Zaplana fue detenido este martes a primera hora de la mañana frente a su casa de Valencia por los presuntos delitos de blanqueo, malversación y prevaricación
Desde que dejó de ser el portavoz del Partido Popular (PP), Zaplana se ha movido entre bambalinas en cenáculos políticos y empresariales con su consultora
Durante la investigación de otro sonado hecho de corrupción en España y que involucró a dirigentes del PP y que se conoció como caso Lezo, ya se había descubierto que Zaplana hizo negocios con un abogado uruguayo que se había aliado con ellos para abrir una oficina en España.

LOS TURRONES DE ZAPLANA

La detención de Zaplana supone el primer zarpazo real de la Justicia a una persona a la que el instinto político permitió desarrollar una imparable carrera a lo largo de 17 años, que inició como alcalde y culminó como ministro y portavoz del PP hace una década, cuando se retiró a la empresa privada bajo la sombra de la sospecha sobre su gestión pública.

Lo cierto es que hace muchos años que los modos de proceder del exministro del Partido Popular generaban más que recelo. Su alto nivel de vida siempre llamó la atención a sus compañeros de profesión. Su gestión de lo público también fue cuestionada por muchos medios de comunicación. Sin embargo, muy pocos hablaron de las sombras en la gestión del político valenciano.

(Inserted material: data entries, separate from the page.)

PR #1468, opened 2022-08-30
make from_history_id an integer

evgeni:


evgeni:
:eyes: @jeremylenz

plugins/modules/content_export_library.py
```diff
@@ -103,7 +103,7 @@
     organization: "Default Organization"
     destination_server: "airgapped.example.com"
     incremental: true
-    from_history_id: "12345"
+    from_history_id: 12345
```
evgeni, line 106: funnily, this was the only example using a string, the others were using ints ;)

mdellweg (approved):
Ansible-lint does not look at the examples section? tztztz

evgeni:
> Ansible-lint does not look at the examples section? tztztz

Neither does `ansible-test sanity`, it's essentially the wild west down there.

PR #1471, opened 2022-09-01
Fix paths inside meta/execution-environment.yml

ssbarnea:
Related: https://github.com/ansible/ansible-builder/issues/406#issuecomment-1195584188
Related: https://github.com/ansible/creator-ee/issues/92

### DIFF
--- a/meta/bindep.txt
+++ b/meta/bindep.txt
@@ -1,0 +1,1 @@
+../bindep.txt
--- a/meta/execution-environment.yml
+++ b/meta/execution-environment.yml
@@ -5,5 +5,8 @@ build_arg_defaults:
   EE_BASE_IMAGE: 'quay.io/ansible/ansible-runner:latest'
 
 dependencies:
-  python: ../requirements.txt
-  system: ../bindep.txt
+  # File paths are relative to collection root folder when collection is
+  # installed but relative to meta/ when it is built, so we need symlink magic
+  # See https://github.com/ansible/ansible-builder/issues/406#issuecomment-1195584188
+  python: requirements.txt
+  system: bindep.txt
--- a/meta/requirements.txt
+++ b/meta/requirements.txt
@@ -1,0 +1,1 @@
+../requirements.txt


evgeni:
Thanks!

Are the symlinks supposed to end up in the tarball release? I guess so. Then they need to be added to https://github.com/theforeman/foreman-ansible-modules/blob/85f978f76b840c060cab80c0b209b3516c93fd85/Makefile#L10

Could you (or anyone else who understands EE and builder) look at my last comments in https://github.com/theforeman/foreman-ansible-modules/pull/1466? As I still don't exactly understand what this file is doing for us.

ssbarnea:
To be honest, I do not know if these are needed inside the tarfile, as builder will use the one  from repository root in that case. I think that the symlinks were needed only to make your execution work.

Yes, I totally share the confusion with you here. I am just someone else that got hit by the builder buss. The good part is that I raised the issue on the internal builder channel, so we should be able to get some better feedback.

nitzmahone:
I've recently inherited architectural ownership of ansible-builder- looking at how `meta/execution-environment.yml`  is used by builder (at least in its current form), it looks like more of a liability to you than a help. As long as your `requirements.txt` and `bindep.txt` remain in the root of the collection (ie both in git and included in the built tarball), builder will pick them up from there if the meta file is absent. If you want an execution env def for your own CI purposes or whatever that can refer to those files, it's currently easier to just put it at the root of the collection as well (and probably don't include it in the collection). That should still provide you with a buildable EE def as well as allowing the metadata to be available to other EEs that want to include this collection.

This is clearly a design problem with using the EE def for metadata exchange (since doing so results in it not being usable for its original purpose). We're working on a bunch of builder enhancements right now, so I'll add this one to the pile and see if there's any decent solution to it, but for now, the easiest thing is probably just to delete it or move it to the root.

evgeni:
Thanks @nitzmahone for chiming in!

Well, we have this file, because back in May we got told that this file is a *requirement* for being a Certified Collection, and the `redhat.satellite` one is such a collection and is built from the very same source as `theforeman.foreman` (minus branding changes).

So did that requirement change? If it did, I'd gladly get rid of that file :)

nitzmahone:
That's another whole group of folks that make those requirements- there may be other tools that are using that file today, but I kinda suspect not (maybe it's aspirational). Regardless, we've clearly got a problem here- if you want/need to keep the file *and* make it buildable as an EE in its own right, the symlinks are probably the best option for the moment, but we might be able to get someone to waive that requirement for the moment or permanently, depending on the reason it was added in the first place...

cc @thedoubl3j

thedoubl3j:
reason for addition was for python dep resolution in galaxy-importer which uses sanitize to confirm that the requirements.txt and or bindep.txt files are present in certified collections because all certified collections (of which downstream foreman is) MUST contain these files to be built into EEs. I can raise it up but can't make promises for its removal. 

tl;dr certified collections must be able to be built into EEs, this was the path taken to confirm that the files were present and usable by builder if they were needed for the EE.

nitzmahone:
After a quick back-channel with @thedoubl3j it sounds like they're cool temporarily waiving the EE def requirement for now until we get the right way to solve this sorted out- it's already effectively just a warning in the Automation Hub import anyway.

So basically do whatever works for you- if you want to have the EE def there and buildable, add the symlinks in `meta/` for the bindep and requirements files, otherwise just nuke it altogether for now (but leave the bindep and requirements files in the root of the repo and built collection tarball) and do your release without it.

evgeni:
I'm cool with the current workaround for now (and will merge this PR after this comment).

It's just that I don't see the point of that file, as things *seem* to be working fine without and it seems to just complicate things more than it should?

evgeni (approved):

PR #1475, opened 2022-09-06
subscription_manifest - increase the import timeout to 10 minutes

### LINKED ISSUE #1474: Occasional timeout with subscription_manifest
I have an older test manifest which can be uploaded to Satellite and refreshed manually, however when refreshing it using Ansible the operation times out ("Timout waiting for Task e7b9fc02-2a76-4c4c-87b7-cc7c147d4da9"). The typo in the message reveals that it is coming from `plugins/module_utils/foreman_helper.py` but there doesn't seem a way to increase timeout for the task.

The timeout occurs after 5 minutes. The operation seems to continue in the background and finishes perhaps in 7 minutes. Given that this is an old test manifest it might be ok to stick with the 5 minute timeout but OTOH increasing the timeout would avoid the issue. So I'll leave it for your consideration what would be the most appropriate course of action here, if any. Thanks.

evgeni:
Fixes: #1474

### DIFF
--- a/plugins/modules/subscription_manifest.py
+++ b/plugins/modules/subscription_manifest.py
@@ -84,7 +84,7 @@ def main():
         supports_check_mode=False,
     )
 
-    module.task_timeout = 5 * 60
+    module.task_timeout = 10 * 60
 
     with module.api_connection():
         organization = module.lookup_entity('organization')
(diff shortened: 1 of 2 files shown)


mdellweg (approved):

plugins/modules/subscription_manifest.py
```diff
@@ -84,7 +84,7 @@ def main():
         supports_check_mode=False,
     )
 
-    module.task_timeout = 5 * 60
+    module.task_timeout = 10 * 60
```
mdellweg, line 87: Do we want to expose that as a parameter or are we rather safe now with 10 minutes?

evgeni: I prefer to not have a param for that.

10 should be rather safe (in most cases even 5 is fine)

PR #1489, opened 2022-09-14
Build docs in release workflow

maximiliankolb:
Required to package FAM docs in https://github.com/theforeman/foreman-packaging/pull/8267.


evgeni:
Right now, the docs folder is not part of the distributed tarball, so even if you'd build it like you do here, it won't be in the artifact as you'd like.

PR #1495, opened 2022-10-07
redhat_manifest - return the UUID of the manifest so it can be reused

evgeni:


evgeni:
lint fixes in https://github.com/theforeman/foreman-ansible-modules/pull/1496

mdellweg (approved):

Issue #1494, opened 2022-10-06
switch redhat_manifest to org mode by default


evgeni:
##### SUMMARY
RH defaults to SCA these days, and so should we.

approved by @sideangleside himself

##### ISSUE TYPE
 - Bug Report

##### ANSIBLE VERSION

```

```

##### COLLECTION VERSION

```

```

##### KATELLO/FOREMAN VERSION

```

```

##### STEPS TO REPRODUCE

```yaml

```

##### ACTUAL RESULTS

```

```

PR #1499, opened 2022-10-12
redhat_manifest - set default ``quantity`` to 1

evgeni:
The code decides whether subs need to be attached or not by the presence of the `pool_id` parameter. However, to be able to actually attach a pool, one also needs to pass the quantity.

We could document that and set a `required_together` property, or do the sensible thing and just default the `quantity` to 1, which is a sane default in the days of SCA where we need to attach a sub to make Katello aware of the fact that we have access to said content, but otherwise don't need the *correct amount* of subs attached for providing them to clients.


ikke-t:
I second the default of one. I was thinking to ask you this, but you already did it.

sideangleside:
+1 from me as well, especially given that #1494 will make the default manifest mode `org_environment`

ehelms (approved):

PR #1502, opened 2022-10-14
drop apidoc patches that are not required since Foreman 2.0

evgeni:


evgeni:
This is *technically* a breaking change, but at the same time we document we only support current stable releases, which pre-2.0 certainly are not.

mdellweg (approved):

Issue #1436, opened 2022-07-01
content_view and content_view_publish roles variable isse


maciej-markowski:
##### SUMMARY
content_view and content_view_publish are using the same named variable but first one expects a list of dictionaries while second list of strings.

##### ISSUE TYPE
 - Bug Report

##### ANSIBLE VERSION

```
ansible --version
ansible [core 2.12.4]

```

##### COLLECTION VERSION

```
theforeman.foreman   3.4.0

```

##### KATELLO/FOREMAN VERSION

```
foreman-3.3.0-1.el8.noarch
```

##### STEPS TO REPRODUCE

Try to use both roles from the same playbook

```yaml

```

Y es que, aunque Zaplana acabó siendo detenido por blanqueo de capitales, malversación y prevaricación, el exministro de José María Aznar ya era noticia a comienzos de los años 2000 por el mal uso que hacía del dinero público.

Uno de los ejemplos más escandalosos, según El Plural, guarda relación con su etapa en el Ministerio de Trabajo. Entonces Zaplana decidió gastarse 55.000 euros en turrones. El exdirigente del PP enviaba este manjar en acicaladas cajitas de madera a decenas de periodistas. Exquisitos dulces de la marca Picó que en total superaban las cuatro toneladas.

Derroche de dinero público que avergonzó al Gobierno de José Luis Rodríguez Zapatero. De hecho, en 2004, cuando José Caldera sustituyó a Zaplana al frente del ministerio, el socialista rehusó pagar tres facturas de turrón. El impago se produjo porque el nuevo equipo ministerial no encontró los certificados que justificaran ese gasto ni logró que nadie lo validara en los meses siguientes.

El fin de las offshore en Gran Bretaña

El Parlamento británico aprobará una ley que obligará a sus paraísos fiscales a publicar los nombres de los propietarios finales que están detrás de todas las empresas que albergan.

El gobierno de Theresa May se prepara para implementar nuevas medidas que obligarán antes de finales de 2020 a los territorios británicos de ultramar a revelar los nombres de los propietarios finales de empresas registradas en sus 14 paraísos fiscales 'offshore'.

Si estos territorios no acatan la medida, Londres impondría la legislación unilateralmente. Inicialmente el gobierno de Theresa May era reacio a imponer esta legislación a sus territorios de ultramar. El proyecto de ley tiene muchas probabilidades de ser aprobado esta semana, ya que cuenta con el apoyo de un gran número de diputados conservadores y laboristas.

La medida había sido propuesta en 2013, mucho antes de que saliera a la luz el escándalo de los Panama Papers, por el entonces primer ministro David Cameron. A finales de abril de 2018, 19 diputados conservadores decidieron firmar un compromiso para enmendar dicha ley y hacer que la balanza se incline hacia la aprobación de una total transparencia.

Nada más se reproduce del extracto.